All the while, I think about a far sweeter cadence, a soft voice that murmured, “Will you ever belong to me?” Outwardly the reason to end this sporadic engagement with Lorna is the fire, the lies, the arrogance, but stoked low beneath those situational facts is a little deer who wants all of me for herself.

I slide my phone back into my pocket, turning to find myself alone with my capo. His face tells me he’s not sure that was in my best interests, as if I don’t already know this. ‘I know.’

‘This is why I’m single, Boss.’ He smirks, though something in his expression betrays that display and I wonder what it is. Perhaps he’s concerned about her leaking information to the news.

‘She won’t do anything too stupid. I’ll have my wife smooth things over with her,’ I assure his silent protest. The distance between us creates an echo every time we speak, so I walk to meet him in the empty room. ‘They are very close.’

He nods, knowing the dynamic between my wife and my lover—ex-lover. ‘Feminists.’

‘Indeed.’ I stop in front of him and reach into my pocket to retrieve my tin. He flinches before realising that I’m drawing a cigar and not my Glock.

Jesus, Boss!’ He rubs his chest. ‘You ask me to stay back, and then you act all shady,’ he states, and I chuckle.

‘Shady?’ I contemplate his misused word.
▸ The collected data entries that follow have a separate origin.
PR #108, opened 2019-04-17
Update Cloud for Refactor ApiCall

blowmage:
This PR implements the changes in the generator for the GAX changes made in googleapis/gax-ruby#178.

* Refactor how generated client defines methods
* Use ApiCall.new
* Use ApiCall::Options
* Document StreamInput for client streaming requests
* Remove client_config
* Remove exception_transformer

### DIFF
--- a/gapic-generator-cloud/templates/cloud/client/method/_init.erb
+++ b/gapic-generator-cloud/templates/cloud/client/method/_init.erb
@@ -1,5 +1,0 @@
-<%- assert_locals method -%>
-<%= method.ivar %> = Google::Gax::ApiCall.new(
-  @<%= method.service.stub_name %>.method(:<%= method.name %>),
-  defaults
-)
--- a/gapic-generator-cloud/templates/cloud/client/method/_init.erb
+++ b/gapic-generator-cloud/templates/cloud/client/method/_init.erb
@@ -1,6 +1,5 @@
 <%- assert_locals method -%>
 <%= method.ivar %> = Google::Gax.create_api_call(
   @<%= method.service.stub_name %>.method(:<%= method.name %>),
-  defaults,
-  exception_transformer: exception_transformer
+  defaults
 )
--- a/gapic-generator-cloud/templates/cloud/client/method/_init.erb
+++ b/gapic-generator-cloud/templates/cloud/client/method/_init.erb
@@ -1,5 +1,5 @@
 <%- assert_locals method -%>
-<%= method.ivar %> = Google::Gax.create_api_call(
+<%= method.ivar %> = Google::Gax::ApiCall.new(
   @<%= method.service.stub_name %>.method(:<%= method.name %>),
   defaults
 )
--- a/gapic-generator-cloud/templates/cloud/client/method/def/_bidi.erb
+++ b/gapic-generator-cloud/templates/cloud/client/method/def/_bidi.erb
@@ -6,7 +6,7 @@
 <%- end -%>
 # @param requests [Enumerable<<%= method.request_type %> | Hash>]
 #   An enumerable of {<%= method.request_type %>} instances.
-# @param options [Google::Gax::CallOptions]
+# @param options [Google::Gax::ApiCall::Options]
 #   Overrides the default settings for this call, e.g, timeout, retries, etc.
 #
 # @return [Enumerable<<%= method.return_type %>>]
--- a/gapic-generator-cloud/templates/cloud/client/method/def/_bidi.erb
+++ b/gapic-generator-cloud/templates/cloud/client/method/def/_bidi.erb
@@ -6,18 +6,22 @@
 <%- end -%>
 # @param requests [Google::Gax::StreamInput, Enumerable<<%= method.request_type %> | Hash>]
 #   An enumerable of {<%= method.request_type %>} instances.
-# @param options [Google::Gax::ApiCall::Options]
+# @param options [Google::Gax::ApiCall::Options, Hash]
 #   Overrides the default settings for this call, e.g, timeout, retries, etc.
 #
-# @return [Enumerable<<%= method.return_type %>>]
-#   An enumerable of {<%= method.return_type %>} instances.
+# @yield [response] Called on each streaming responses, when provided.
+# @yieldparam response [<%= method.return_type %>]
+#
+# @return [Enumerable<<%= method.return_type %>, Thread>]
+#   An enumerable of {<%= method.return_type %>} instances when a block is not provided.
+#   When a block is provided a thread running the block for every streamed response is returned.
 #
 # @raise [Google::Gax::GaxError] if the RPC is aborted.
 #
 # @example
 <%= indent method.code_example, "#   " %>
 #
-def <%= method.name %> requests, options: nil
+def <%= method.name %> requests, options: nil, &block
   unless requests.is_a? Enumerable
     if requests.respond_to? :to_enum
       requests = requests.to_enum
@@ -30,5 +34,14 @@ def <%= method.name %> requests, options: nil
     Google::Gax.to_proto request, <%= method.request_type %>
   end
 
-  <%= method.ivar %>.call(requests, options)
+  # Converts hash and nil to an options object
+  options = Google::Gax::ApiCall::Options.new options.to_h if options.respond_to? :to_h
+  header_params = {} # { name: request.name }
+  request_params_header = header_params.map { |k, v| "#{k}=#{v}" }.join("&")
+  metadata = @metadata.merge "x-goog-request-params".freeze => request_params_header
+  retry_policy = {} # retry_codes: [GRPC::Core::StatusCodes::UNAVAILABLE] }
+  options.apply_defaults timeout: @timeout, metadata: metadata, retry_policy: retry_policy
+
+  <%= method.ivar %> ||= Google::Gax::ApiCall.new @<%= method.service.stub_name %>.method :<%= method.name %>
+  <%= method.ivar %>.call(requests, options: options, stream_callback: block)
 end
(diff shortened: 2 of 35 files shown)


gapic-generator-cloud/templates/cloud/client/method/_init.erb
```diff
@@ -1,6 +1,5 @@
 <%- assert_locals method -%>
-<%= method.ivar %> = Google::Gax.create_api_call(
+<%= method.ivar %> = Google::Gax::ApiCall.new(
   @<%= method.service.stub_name %>.method(:<%= method.name %>),
```
jbolinger: nit: still worth breaking the line now that there's only a couple params?

shared/Gemfile
```diff
@@ -6,6 +6,6 @@ gem "gapic-generator", path: "../gapic-generator"
 gem "gapic-generator-cloud", path: "../gapic-generator-cloud"
 gem "googleapis-common-protos", [">= 1.3.9", "< 2.0"]
 gem "googleapis-common-protos-types", [">= 1.0.4", "< 2.0"]
-gem "google-gax", "~> 1.0"
+gem "google-gax", github: "blowmage/gax-ruby", branch: "2.0/refactor-api_call"
```
blowmage: Before this is merged I would like to change this to reference master. So the GAX PR should be merged first, and we should see one green build referencing master before merging.

gapic-generator-cloud/templates/cloud/client/method/def/_bidi.erb
```diff
@@ -4,27 +4,44 @@
...
   end
 
   requests = requests.lazy.map do |request|
     Google::Gax.to_proto request, <%= method.request_type %>
   end
 
-  <%= method.ivar %>.call(requests, options)
+  # Converts hash and nil to an options object
+  options = Google::Gax::ApiCall::Options.new options.to_h if options.respond_to? :to_h
+  header_params = {} # { name: request.name }
```
jbolinger: Are you planning to implement this part later?

gapic-generator-cloud/templates/cloud/client/method/def/_client.erb
```diff
@@ -4,13 +4,13 @@
...
-# @param requests [Enumerable<<%= method.request_type %> | Hash>]
+# @param requests [Google::Gax::StreamInput, Enumerable<<%= method.request_type %> | Hash>]
 #   An enumerable of {<%= method.request_type %>} instances.
-# @param options [Google::Gax::CallOptions]
+# @param options [Google::Gax::ApiCall::Options, Hash]
 #   Overrides the default settings for this call, e.g, timeout, retries, etc.
 #
-# @yield [result, operation] Access the result along with the RPC operation
-# @yieldparam result [<%= method.return_type %>]
+# @yield [response, operation] Access the result along with the RPC operation
```
jbolinger: nit: use response instead of result in the text for consistency? Should we note the concrete type of the `operation`?

gapic-generator-cloud/templates/cloud/client/method/def/_lro.erb
```diff
@@ -29,15 +29,16 @@
 #     named arguments.
 <%- end -%>
 #
-# @yield [operation] Register a callback to be run when an operation is done.
-# @yieldparam operation [Google::Gax::Operation]
+# @yield [response, operation] Access the result along with the RPC operation
```
jbolinger: nit: same as before, but there is where I'm worried folks might get confused (lro operation vs grpc operation) and why I think linking to the gRPC type might help clarify.

gapic-generator-cloud/templates/cloud/client/method/def/_lro.erb
```diff
@@ -46,13 +47,19 @@ def <%= method.name %> request = nil, options: nil, **request_fields
   end
 
   request ||= request_fields
+  # request = Google::Gax::Protobuf.coerce request, to: <%= method.request_type %>
```
jbolinger: ?

gapic-generator-cloud/templates/cloud/client/method/def/_normal.erb
```diff
@@ -47,7 +47,19 @@ def <%= method.name %> request = nil, options: nil, **request_fields, &block
   end
 
   request ||= request_fields
+  # request = Google::Gax::Protobuf.coerce request, to: <%= method.request_type %>
```
jbolinger: ?

gapic-generator-cloud/templates/cloud/client/method/def/_server.erb
```diff
@@ -46,7 +50,17 @@ def <%= method.name %> request = nil, options: nil, **request_fields
   end
 
   request ||= request_fields
+  # request = Google::Gax::Protobuf.coerce request, to: <%= method.request_type %>
```
jbolinger: ?

gapic-generator-cloud/templates/cloud/client/method/def/_bidi.erb
blowmage: Yes, @quartzmo is working on a PR now to move this functionality into the generator.

gapic-generator-cloud/templates/cloud/client/method/def/_client.erb
blowmage: For consistency, yes. Now that we have a `request` argument, it seems more correct to have a `response` returned.

blowmage: > Should we note the concrete type of the `operation`?

The type is documented 2 lines below.

gapic-generator-cloud/templates/cloud/client/method/def/_lro.erb
blowmage: Right. We discussed this as a breaking change. The new client method's block would be used to peek at the GRPC ActiveCall operation, and not to define the `Gax::Operation#on_done` callback. The type is defined 2 lines below.

Perhaps it would be less confusing if we prefixed `grpc` onto this argument name? So use `grpc_operation` instead of `operation`?

gapic-generator-cloud/templates/cloud/client/method/def/_lro.erb
blowmage: This is a future change, I thought I had removed all of them. Removed.

gapic-generator-cloud/templates/cloud/client/method/def/_normal.erb
blowmage: Removed.

gapic-generator-cloud/templates/cloud/client/method/def/_server.erb
blowmage: Removed.

gapic-generator-cloud/templates/cloud/client/method/_init.erb
blowmage: Lol! this template is no longer being used, and should have been deleted. Removed.

gapic-generator-cloud/templates/cloud/client/method/def/_lro.erb
blowmage: Or, is there a specific value we can pass tot he proc instead of the entire GRPC ActiveCall Operation object?

jbolinger: I can't think of anything better to use. The only real use case we have now is for headers (I think), but I'm not sure breaking it apart would help.

blowmage: Right, so if we only sent the headers this could be renamed `trailing_headers_callback` and send `response` and `headers` arguments.

blowmage:
The Gemfile in shared has been updated to use gax-ruby's master branch. PTAL!

gapic-generator-cloud/templates/cloud/client/method/def/_lro.erb
jbolinger: I don't have a strong preference either way. I think returning the operation is okay if we document it carefully. The metadata idea is fine too, but if there are other properties that we want to expose in the future we'll have to keep expanding the argument list.

shared/output/gapic/templates/vision/google/cloud/vision/v1/image_annotator.rb
```diff
@@ -119,12 +119,12 @@ def initialize \
 
             defaults = default_settings client_config, timeout, metadata, lib_name, lib_version
 
-            @batch_annotate_images = Google::Gax.create_api_call(
+            @batch_annotate_images = Google::Gax::ApiCall.new(
```
jbolinger: This is still here because only the cloud templates were updated - correct (and same for other test clients)?

gapic-generator-cloud/templates/cloud/client/method/def/_lro.erb
blowmage: GRPC might have a wrapper object that restricts what users can change on the object, that they pass to interceptors. Would it be a good idea to use that here?

jbolinger: I'm not sure, do you have an example?

shared/output/gapic/templates/vision/google/cloud/vision/v1/image_annotator.rb
blowmage: Correct. This file shouldn't have been changed, but its going away soon so I'm not too worried about it.

gapic-generator-cloud/templates/cloud/client/method/def/_lro.erb
blowmage: Hah! It looks like Operation is already the "view" object for ActiveCall. This is the right thing to use.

Not shady… peculiar, yes, given I just released young Kaya with a slap on the hand and cut ties with a dangerously powerful women who is respectfully a large part of my campaign. I had no choice. ‘Tell me—’ I light my cigar, sucking the tension-releasing essence into my lungs and speaking around my exhale. ‘In all the years I have known you, you have never had a relationship. Was there ever a girl for you?’

He sighs. I hand him the tin and watch him light his own. As the cogs in his head churn, he smokes it. ‘Well, there was a girl. Yeah. In Timor. I met her when I was serving. She was the most beautiful islander-looking girl. No English at all. Thank fuck. She had no idea how dumb I was.’

I laugh once. ‘Did you ask her to marry you, and then she said no?’

He shakes his head. ‘She said yes, and then she took a bullet to the back.’

My smile falls, and I have no further words for him. There is nothing to say to a man in his position; any small phrases of sympathy would be an insult to his experience.

We smoke our cigars in comfortable melancholic silence. I drop the roach and blunt it out with my shoe.

Looking at my capo, I nod my condolences, grip his shoulder and squeeze before heading out of the cavernous space, even more driven to get back to my little deer.